# Ryobi RE600 - Mounting in a table top



## PvW (Oct 24, 2011)

Looking for commercially available solutions for using my Ryobi RE600 with a router table, plate, and possibly something like Woodpeckers "plungelift router lift." Any suggestions?


----------



## jlord (Nov 16, 2009)

Welcome Peter.
I don't know much about the Ryobi router. I do have an Hitachi with the Router Raizer & it works pretty good & not expensive.
Router Raizer


----------



## jw2170 (Jan 24, 2008)

Welcome to the forum, Peter


----------



## Mike (Nov 22, 2004)

Peter, you will most likely not find a table set up for your router. Oak Park still has mounting plates drilled to fit your RE600 but they are limited to a 1-1/2" center opening. As much as I like the OP plates I think a better choice is to go with a phenolic one from MLCS or Woodpeckers.
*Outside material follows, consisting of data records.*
PR #7672, opened 2025-10-28
Update HOW_TO_UPDATE_SCREENSHOTS for Windows compatibility

bircni:

### DIFF
--- a/crates/egui_kittest/src/snapshot.rs
+++ b/crates/egui_kittest/src/snapshot.rs
@@ -220,8 +220,12 @@ pub enum SnapshotError {
     },
 }
 
+#[cfg(not(target_os = "windows"))]
 const HOW_TO_UPDATE_SCREENSHOTS: &str =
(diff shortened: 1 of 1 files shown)


crates/egui_kittest/src/snapshot.rs
```diff
@@ -220,8 +220,12 @@ pub enum SnapshotError {
     },
 }
 
+#[cfg(not(target_os = "windows"))]
 const HOW_TO_UPDATE_SCREENSHOTS: &str =
     "Run `UPDATE_SNAPSHOTS=1 cargo test --all-features` to update the snapshots.";
+#[cfg(target_os = "windows")]
+const HOW_TO_UPDATE_SCREENSHOTS: &str =
+    "Run `$env:UPDATE_SNAPSHOTS=1; cargo test --all-features` to update the snapshots.";
```
lucasmerlin, line 228: Will this also work for cmd or only for powershell?

bircni: only powershell - but as this is the default in visual studio for windows i think thats enough

PR #7811, opened 2025-12-26
Remove `font_weight` API

valadaptive:
* Closes N/A

This appears to have snuck in as part of https://github.com/emilk/egui/pull/7790, which claimed to only be a bugfix but introduced a new `font_weight` method.

I believe there's no way to access the method from *public* code since it's only defined on `FontsImpl`, not the public-facing `FontsView`. It's also not used *privately* in epaint, meaning it's completely dead code.

Even if we *do* want some sort of future API for getting a font's weight, it requires more consideration. For instance, this API will return the default weight for variable fonts, which is not documented anywhere and might not be what we want.

### DIFF
--- a/crates/epaint/src/text/font.rs
+++ b/crates/epaint/src/text/font.rs
@@ -337,9 +337,6 @@ pub struct FontFace {
     font: FontCell,
     tweak: FontTweak,
 
-    /// The font weight (100-900) if available from the font file.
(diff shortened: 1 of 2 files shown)


pmnxis:
Agree this PR
https://github.com/emilk/egui/pull/7790#issuecomment-3705290149

Issue #3508, opened 2023-10-26
Double click issue


bl4ze4447:
**Describe the bug**

A double_clicked() event is incorrectly triggered on a widget if the first click of the double click sequence occurred on a different UI element. It appears the logic for detecting double-clicks is tracking the time interval between any two clicks globally, rather than ensuring both clicks were targeted at the same widget.

**To Reproduce**
1. Click once anywhere in the application
2. Quickly click a button or widget that has response.double_clicked() logic.
3. Observe that double_clicked() returns true, even though the widget was only clicked once.

**Expected behavior**

double_clicked() should only return true if both clicks in the rapid sequence occur within the bounding box of the same widget. If the first click was elsewhere, the subsequent click should only register as a single clicked().

**Desktop (please complete the following information):**
 - OS: Windows 11, native app

Video evidence
https://github.com/emilk/egui/assets/109111928/11d128c7-5d41-4805-a449-8118fb7d8c76

jxqu3:
Same issue, any updates?

crumblingstatue:
I see two possible solutions:

- Somehow store the relevant information in `egui::Memory` to know if the same response was clicked twice
- Have a configurable distance threshold for double clicks in `InputOptions`, in addition to the delay.

PR #7817, opened 2025-12-28
Implemented distance threshold for double/triple clicks

bl4ze4447:
This change introduces a distance check to double and triple clicks. Previously, double/triple clicks were determined solely by timing, allowing clicks on different UI elements to trigger a double_clicked()/triple_clicked() event. 

By requiring consecutive clicks to occur within a specific radius (max_multiple_click_dist), we prevent double_clicked()/triple_clicked() events from triggering when a user clicks on two different, distant UI elements in rapid succession.

* Closes <https://github.com/emilk/egui/issues/3508>

### DIFF
--- a/crates/egui/src/input_state/mod.rs
+++ b/crates/egui/src/input_state/mod.rs
@@ -78,10 +78,6 @@ pub struct InputOptions {
     /// for double click (or when this value is doubled, triple click) to count.
     pub max_double_click_delay: f64,
 
-    /// If the pointer moves for more than this it will no longer register as a
-    /// double or a triple click.
-    pub max_multiple_click_dist: f32,
-
     /// When this modifier is down, all scroll events are treated as zoom events.
     ///
     /// The default is CTRL/CMD, and it is STRONGLY recommended to NOT change this.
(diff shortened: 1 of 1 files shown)


crates/egui/src/input_state/mod.rs
```diff
@@ -78,6 +78,10 @@ pub struct InputOptions {
     /// for double click (or when this value is doubled, triple click) to count.
     pub max_double_click_delay: f64,
 
+    /// If the pointer moves for more than this it will no longer register as a
+    /// double or a triple click.
+    pub max_multiple_click_dist: f32,
```
lucasmerlin: I think we can remove this and just use `max_click_dist`.

Or would it ever make sense to have this be something else than `max_click_dist`?

emilk: Can we just reuse `max_click_dist` instead? Why would we want these to be different?

belutoni: Good point! I have updated the code to reuse max_click_dist.

emilk (approved):
Thanks!

Issue #7660, opened 2025-10-22
segmentation fault when program is closed


ig1711:
**Describe the bug**

In wayland, using egui-winit with the `clipboard` feature causes segmentation fault when the program is closed. Program starts fine and runs fine but when closed, segmentation fault occurs. This is reproducible with the [pure_glow](https://github.com/emilk/egui/blob/main/crates/egui_glow/examples/pure_glow.rs) example  by running the example with the `clipboard` feature included.

**To Reproduce**
1. Run the `pure_glow` example with `clipboard` feature
```sh
cargo run -p egui_glow --example pure_glow --features=winit,egui/default_fonts,clipboard
```
2. After the program runs and window appears, close the program, i. e., click on Quit in the UI or close it with ctrl + c.
3. segmentation fault (core dumped) is shown

**Expected behavior**

Program should close without segmentation fault.

**Screenshots**

**Desktop (please complete the following information):**
 - OS:  Arch Linux with sway
 - Browser 
 - Version 

**Smartphone (please complete the following information):**
 - Device: 
 - OS: 
 - Browser 
 - Version 

**Additional context**

It probably has something to do with [smithay-clipboard](https://crates.io/crates/smithay-clipboard), because the debugger shows the following

<img width="1376" height="751" alt="Image" src="https://github.com/user-attachments/assets/f1f494a3-fef7-4463-bcf5-46dfcad935f8" />

EdoardoLuciani:
I can reproduce this on Fedora 43 as well, using a custom Vulkan renderer that integrates egui-winit.
The segmentation fault only occurs when the clipboard feature is enabled, disabling it makes the crash disappear.

I get the same stack trace as the original post, with the crash occurring inside smithay_clipboard during program shutdown.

These plates have removable centers for 3 different sized openings. I think the Rousseau centering kits are still the best deal going for $5 and they make it super easy to center your router and mark the hole locations. You will find instructions on the forums for using the kit. Plunge routers need to have the springs removed for table mounted use. If you want to use this router free hand you are better off buying a second router for your table since removing/replacing the springs isn't a simple task. Unless you have limited mobility you really don't need a router lift.


----------